• REQUIRED ACTION:
Locate and copy each line in the data that contains the word "query".

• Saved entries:
PR #176, opened 2017-11-01
[RAINCATCH-1389] Support base64 upload

paolobueno:
## Motivation
Add support for running the gallery step in a browser by being able to upload the base64-encoded images.

## Description

- [X] Convert base64 data to Blob
- [X] Support upload of base64-converted binary data
- [x] Remove unused `base64/` endpoints

### DIFF
--- a/client/camera/src/Camera.ts
+++ b/client/camera/src/Camera.ts
@@ -7,24 +7,19 @@ import { buildCameraOptions } from './buildCameraOptions';
 
 declare var window;
 
-export const TYPE_IMAGE_BASE64 = 'BASE64';
-export const TYPE_IMAGE_URI = 'URI';
-
 /**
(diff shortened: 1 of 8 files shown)


client/camera/src/Camera.ts
```diff
@@ -48,6 +43,8 @@ export class Camera {
         const userOptions = optionsFn(navigator.camera);
         options = _.merge(options, userOptions);
       }
+      // assign options object to self for convenience
+      this.options = options;
```
JameelB, line 47: would you need self here?

JameelB (approved):

client/camera/src/Camera.ts
paolobueno: No, because of the arrow functions :D

PR #189, opened 2021-11-03
feat(navigation): show smartlog only if checkout succeeded

arxanas:


arxanas:
cc @bcongdon, I was caught by surprise and missed the fact that the checkout failed after a `git move`, because the smartlog was displayed, so I assumed that the operation succeeded.

bcongdon:
Nice. Eliding the smartlog if the checkout fails seems like a good change

PR #198, opened 2021-11-05
feat(checkout): render additional commit descriptors in interactive checkout

arxanas:


tests/command/test_navigation.rs
```diff
@@ -636,3 +636,40 @@ fn test_navigation_failed_to_check_out_commit() -> eyre::Result<()> {
...
+    git.run(&["checkout", "--detach", "master"])?;
+    git.commit_file("test3", 3)?;
+
+    run_in_pty(
+        &git,
+        &["branchless", "checkout"],
+        &[
+            PtyAction::WaitUntilContains("> "),
+            PtyAction::Write("master"),
+            PtyAction::WaitUntilContains("> master"),
```
bcongdon, line 658: (If the tests are still failing) You may need to change this to `> 62fc20d2`. This is intended to match what `skim` thinks is the selected item -- e.g. what it will return when the carriage return is entered.

Screen Shot 2021-11-05 at 6 37 38 AM

In this case, `> master` just verifies that the query was entered successfully, but there is a race condition in skim actually updating the displayed results. (You'd think key presses and the displayed results would be in ~lockstep, but in my experience there's a slight delay)

arxanas: Thanks, that fixed it! That probably saved me a lot of time :)

PR #199, opened 2021-11-05
feat(checkout): allow seeding interactive checkout with an initial query

arxanas:


arxanas:
cc @bcongdon re this stack

bcongdon:
Nice, I was thinking the other day that this would be a helpful addition 👍

arxanas:
One other idea is to implement an "I'm feeling lucky" style search, where if there's only one result for the query, then it's automatically selected and checked out to.

On one hand, it expedites the workflow of using branches or a different commit identifier (in my case, Phabricator revision numbers of the form `D123`). But on the other hand, it means that the checkout operation is only sometimes interactive, which may be confusing in practice.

• SOLUTION TO THE EXERCISE:
In this case, `> master` just verifies that the query was entered successfully, but there is a race condition in skim actually updating the displayed results. (You'd think key presses and the displayed results would be in ~lockstep, but in my experience there's a slight delay)
feat(checkout): allow seeding interactive checkout with an initial query
One other idea is to implement an "I'm feeling lucky" style search, where if there's only one result for the query, then it's automatically selected and checked out to.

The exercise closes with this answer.